Study material section start

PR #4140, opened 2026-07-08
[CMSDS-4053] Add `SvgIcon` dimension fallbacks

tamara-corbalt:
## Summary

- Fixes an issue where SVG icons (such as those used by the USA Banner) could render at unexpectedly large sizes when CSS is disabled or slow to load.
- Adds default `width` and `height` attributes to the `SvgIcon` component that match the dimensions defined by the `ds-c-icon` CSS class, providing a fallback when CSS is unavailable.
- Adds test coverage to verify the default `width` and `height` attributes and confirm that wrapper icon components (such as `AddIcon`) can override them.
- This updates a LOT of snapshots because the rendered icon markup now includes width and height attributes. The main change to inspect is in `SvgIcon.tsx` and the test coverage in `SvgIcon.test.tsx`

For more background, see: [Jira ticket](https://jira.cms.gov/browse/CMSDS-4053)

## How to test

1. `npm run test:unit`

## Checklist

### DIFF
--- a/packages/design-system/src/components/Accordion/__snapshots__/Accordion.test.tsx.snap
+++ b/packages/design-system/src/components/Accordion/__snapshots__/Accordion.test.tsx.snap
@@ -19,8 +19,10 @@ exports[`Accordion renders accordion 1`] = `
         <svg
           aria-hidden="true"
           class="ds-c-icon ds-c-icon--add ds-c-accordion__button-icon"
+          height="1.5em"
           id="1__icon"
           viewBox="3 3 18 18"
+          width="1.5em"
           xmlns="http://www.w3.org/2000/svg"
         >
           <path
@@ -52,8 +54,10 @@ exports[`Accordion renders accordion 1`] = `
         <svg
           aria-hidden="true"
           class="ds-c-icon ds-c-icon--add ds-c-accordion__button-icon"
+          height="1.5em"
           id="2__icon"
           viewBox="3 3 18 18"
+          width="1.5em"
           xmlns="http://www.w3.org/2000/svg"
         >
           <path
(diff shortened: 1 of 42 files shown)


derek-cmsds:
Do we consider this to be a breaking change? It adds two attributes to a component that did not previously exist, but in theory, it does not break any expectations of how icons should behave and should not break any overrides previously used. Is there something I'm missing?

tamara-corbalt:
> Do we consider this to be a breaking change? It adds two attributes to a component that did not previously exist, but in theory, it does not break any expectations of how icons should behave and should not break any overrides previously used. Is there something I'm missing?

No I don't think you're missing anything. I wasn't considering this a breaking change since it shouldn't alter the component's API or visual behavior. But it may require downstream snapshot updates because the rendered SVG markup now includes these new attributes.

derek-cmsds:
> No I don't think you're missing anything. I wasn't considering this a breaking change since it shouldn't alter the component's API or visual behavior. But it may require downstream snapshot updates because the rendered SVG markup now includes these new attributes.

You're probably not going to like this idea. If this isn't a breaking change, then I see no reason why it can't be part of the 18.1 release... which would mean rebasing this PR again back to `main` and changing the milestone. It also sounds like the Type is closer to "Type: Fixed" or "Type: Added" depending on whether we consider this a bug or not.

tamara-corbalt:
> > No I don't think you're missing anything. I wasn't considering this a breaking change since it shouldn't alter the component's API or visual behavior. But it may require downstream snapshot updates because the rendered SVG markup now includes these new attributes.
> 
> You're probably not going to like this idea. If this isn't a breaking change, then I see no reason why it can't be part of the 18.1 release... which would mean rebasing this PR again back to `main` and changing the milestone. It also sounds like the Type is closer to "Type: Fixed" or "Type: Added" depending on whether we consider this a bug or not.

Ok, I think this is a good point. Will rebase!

Study material section end

• **Your assignment**:
Every line from the data above that contains "components" must appear in the answer.

• **Exercise result**:
- Adds test coverage to verify the default `width` and `height` attributes and confirm that wrapper icon components (such as `AddIcon`) can override them.
--- a/packages/design-system/src/components/Accordion/__snapshots__/Accordion.test.tsx.snap
+++ b/packages/design-system/src/components/Accordion/__snapshots__/Accordion.test.tsx.snap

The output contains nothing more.